PR #929, opened 2022-01-10
Handle empty tags

keithbro:
Before this change, if your OpenAPI spec had an empty `tags` property, the service file would not be created.

After this change, the behaviour in this scenario is the same as if there was no tags property at all.

One thing to note (and I'm happy to revert it if you don't think its better), is that I've changed the default tag from "Service" to "Unnamed". The thinking behind this is that `UnnamedService` is a better name to use than `ServiceService`.

### DIFF
--- a/src/openApi/v3/parser/getServices.spec.ts
+++ b/src/openApi/v3/parser/getServices.spec.ts
@@ -1,0 +1,18 @@
+import { getServices } from './getServices';
+
+describe('getServices', () => {
+    it('should create a unnamed service if tags are empty', () => {
+        const services = getServices({
+            openapi: '3',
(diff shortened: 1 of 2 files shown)


ferdikoomen:
@keithbro I did cleanup your example and also copied it to the V2 branch of the parser. I removed the default name entirely, so it will just generate `Service` for this. You can change this name by using the `postfix` option in the generator command line

keithbro:
> @keithbro I did cleanup your example and also copied it to the V2 branch of the parser. I removed the default name entirely, so it will just generate `Service` for this. You can change this name by using the `postfix` option in the generator command line

awesome, thank you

Exercise prompt: Collect every line from the records above that contains the word "branch".

Response:
@keithbro I did cleanup your example and also copied it to the V2 branch of the parser. I removed the default name entirely, so it will just generate `Service` for this. You can change this name by using the `postfix` option in the generator command line
> @keithbro I did cleanup your example and also copied it to the V2 branch of the parser. I removed the default name entirely, so it will just generate `Service` for this. You can change this name by using the `postfix` option in the generator command line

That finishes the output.